There may also be a direct hit to investment returns. The general rule with savings is that the more flexibility you have in how you access your money the lower your rate of return. We see that play out with savings accounts. Instant access on the whole means you get a lower interest rate than if you have to give notice before you take out your money. So while there might be a lot of dissatisfaction with the low rates paid by annuities right now, the dissatisfaction with returns from future alternative investments might be all the greater.

I just can’t see what other magic we will be able to work by investing our pensions in other ways: shorter time horizons mean lower returns, unless risk is being increased; and when risk is increased there is a greater diversity of possible outcomes. In other words, either we leave our money in the equivalent of an instant access high street savings account instead of buying an annuity, so we have complete flexibility but a low rate of return. Or we invest in something that is a bit riskier, aiming for a higher rate of return, but we might not succeed in getting it.

All of which suggests that in the end a lot of us might want to keep buying annuities. So why are we talking about this? The reason is that the turn back to annuities might take a bit of time – and what happens during that time. Immediate forecasts are that the proportion of people wanting an annuity will drop to 10-30% when the reforms are made. That’s a significant contraction in the market. Some of the companies currently offering annuities will do it no more when demand falls in that way. Those who continue will struggle with pricing. They’ll be investing less money and have a smaller base of annuity holders across whom to spread their risk. They might be left with the people who are likely to live the longest.

All of these factors might mean that the return on annuities is driven down; and that in turn might mean that the proportion of people tending to buy an annuity drops even further. More providers exit the market; pricing becomes even less competitive.

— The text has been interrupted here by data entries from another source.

PR #4629, opened 2021-03-16
erl_call: Add -fetch_stdout and -no_result_term options

kjellwinblad:
This commit adds two options to the erl_call command line tool:

* -fetch_stdout
  Executes the given code (provided by the -a or -e options) in a new
  process with a group leader that forwards all stdout (standard
  output) data so that it is printed to stdout of the erl_call
  process. This means that stdout data that is written during the
  execution of the called code, by the code and by descendant
  processes, will be forwarded (given that the group leader has not
  been changed by a call to erlang:group_leader/2). The printed data
  is UTF-8 encoded.
* -no_result_term
  This option disables printing of the result term.

In order to implement the first of these two options a new function
called ei_xrpc_from has been added to erl_interface. This function is
documented in the erl_interface documentation.

### DIFF
--- a/lib/erl_interface/doc/src/ei_connect.xml
+++ b/lib/erl_interface/doc/src/ei_connect.xml
@@ -1047,6 +1047,7 @@ if (ei_reg_send(&ec, fd, x.buff, x.index) < 0)
     <func>
       <name since=""><ret>int</ret><nametext>ei_rpc(ei_cnode *ec, int fd, char *mod, char *fun, const char *argbuf, int argbuflen, ei_x_buff *x)</nametext></name>
       <name since=""><ret>int</ret><nametext>ei_rpc_to(ei_cnode *ec, int fd, char *mod, char *fun, const char *argbuf, int argbuflen)</nametext></name>
+      <name since="OTP-17048"><ret>int</ret><nametext>ei_xrpc_to(ei_cnode *ec, int fd, char *mod, char *fun, const char *argbuf, int argbuflen, int flags)</nametext></name>
       <name since=""><ret>int</ret><nametext>ei_rpc_from(ei_cnode *ec, int fd, int timeout, erlang_msg *msg, ei_x_buff *x)</nametext></name>
       <fsummary>Remote Procedure Call from C to Erlang.</fsummary>
       <type>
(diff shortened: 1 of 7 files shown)


lib/erl_interface/doc/src/ei_connect.xml
```diff
@@ -1047,6 +1047,7 @@ if (ei_reg_send(&ec, fd, x.buff, x.index) < 0)
     <func>
       <name since=""><ret>int</ret><nametext>ei_rpc(ei_cnode *ec, int fd, char *mod, char *fun, const char *argbuf, int argbuflen, ei_x_buff *x)</nametext></name>
       <name since=""><ret>int</ret><nametext>ei_rpc_to(ei_cnode *ec, int fd, char *mod, char *fun, const char *argbuf, int argbuflen)</nametext></name>
+      <name since=""><ret>int</ret><nametext>ei_xrpc_to(ei_cnode *ec, int fd, char *mod, char *fun, const char *argbuf, int argbuflen, int flags)</nametext></name>
```
garazdawi, line 1050: This since should contain the correct ticket number.

lib/erl_interface/src/prog/erl_call.c
```diff
@@ -989,3 +1023,87 @@ static char* ei_chk_strdup(char *s)
...
+                                 int inbuflen, ei_x_buff* x)
+{
+    int i, index;
+    int got_rex_response = 0;
+    int initial_buff_index = x->index;
+    ei_term t;
+    erlang_msg msg;
+    char rex[MAXATOMLEN];
+ 
+    if (ei_xrpc_to(ec, fd, mod, fun, inbuf, inbuflen, EI_RPC_FETCH_STDOUT) < 0) {
```
garazdawi, line 1051: The return possible values of ei_rpc_to seem to be undocumented. Can you add a note about that in the docs?

lib/kernel/src/rpc.erl
```diff
@@ -1265,3 +1289,114 @@ pinfo(Pid, Item) when node(Pid) =:= node() ->
...
+-spec cnode_call_group_leader_init(CallerPid :: pid()) -> ok | no_return().
+
+cnode_call_group_leader_init(CallerPid) ->
+    State = #cnode_call_group_leader_state{caller_pid = CallerPid},
+    cnode_call_group_leader_loop(State).
+
+-spec cnode_call_group_leader_start(CallerPid :: pid()) -> pid().
+
+cnode_call_group_leader_start(CallerPid) ->
+    spawn_link(fun() -> cnode_call_group_leader_init(CallerPid) end).
```
garazdawi, line 1402: What is the reason for linking the group_leader with the rex process?

lib/erl_interface/doc/src/erl_call_cmd.xml
```diff
@@ -116,6 +116,34 @@
               expressions and returns the result from the last expression.
               Returns <c>{ok,Result}</c> on success.</p>
           </item>
+          <tag><c>-fetch_stdout</c></tag>
+          <item>
+            <p>
+              (<em>Optional.</em>) Executes the code, specified with
```
garazdawi, line 122: Should be a note that this option does not work with Erlang nodes before OTP-24.

garazdawi (commented):
Nice! I just had some minor comments.

lib/erl_interface/doc/src/ei_connect.xml
kjellwinblad: Thanks fixed.

lib/erl_interface/src/prog/erl_call.c
kjellwinblad: Good catch. I have added this to the documentation of ei_rpc_to and ei_xrpc_to

lib/kernel/src/rpc.erl
kjellwinblad: You are right. After looking at the code again, I see no good reason for doing spawn_link instead of spawn so I have changed the code accordingly.

lib/erl_interface/doc/src/erl_call_cmd.xml
kjellwinblad: You are right! Fixed!

lib/erl_interface/doc/src/ei_connect.xml
```diff
@@ -1055,13 +1056,27 @@ if (ei_reg_send(&ec, fd, x.buff, x.index) < 0)
...
+          The <c>ei_xrpc_to()</c> function is equivalent to
+          <c>ei_rpc_to()</c> when its <c>flags</c> parameter is set to
+          <c>0</c>. When the flags parameter of <c>ei_xrpc_to()</c> is
+          set to <c>EI_RPC_FETCH_STDOUT</c>, stdout (standard output)
+          data are forwarded. See the documentation for the flags
+          parameter for more information about the
+          <c>EI_RPC_FETCH_STDOUT</c> flag.
+        </p>
+        <p>
+        <seemfa marker="kernel:rpc#call/4"> <c>rpc:call/4</c></seemfa>
```
garazdawi, line 1077:
```suggestion
        <seemfa marker="kernel:rpc#call/4"><c>rpc:call/4</c></seemfa>
```

Not sure if this space is significant, but may as well remove it.

garazdawi (approved):

lib/erl_interface/doc/src/ei_connect.xml
kjellwinblad: Fixed!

Luckily (though hold your judgement on the luck of this for just a minute), the government will soon be offering an annuity-like product for those of us who want to buy it. This is in the form of a top-up to the state pension.

From October 2015, a 65 year old for example can buy an extra £52 per year of state pension for life in exchange for a lump sum of £890. This is already highly competitive with annuities available in the market and could very well become the market-leading purchase. On current plans, the maximum amount of extra pension we can buy is £1,300 per year and the offer is limited to those soon reaching the state pension age.

But imagine this: an annuity desert, in which there are few other providers, and they can’t match the rates being paid by the government. The pressure for government to widen access to its offer, upwards in terms of amount and outwards in terms of who can buy in, will be massive, especially if a wave of pensioners has just seen the value of their pensions savings eroded in low-return investment options or their savings lost entirely in higher risk ventures.

If government succumbs to such pressure – and it has form on that, witness the announcement of special pensioners’ bonds in the Budget last week – then the net result of what I’ve been describing will be that our pensions’ money will fly out of long-term investment – in the form of annuity purchases – into the Exchequer – in the form of buying state pension top-ups, perhaps to the tune of several billion pounds per year.

Growing the size of the state would be a strange result to end up with from a set of reforms designed to increase freedom and choice in pensions; and it would be a dangerous sort of growth as well, with longer lives increasing costs ever more for government, and less investment going into the rest of the economy to create the revenues that fund government spending.

Will this happen? I don’t know. I doubt anyone does. But the possibility suggests that we need to think just as much about the other end of the pensions question – where do our funds go at the moment and where do we want them to go in the future?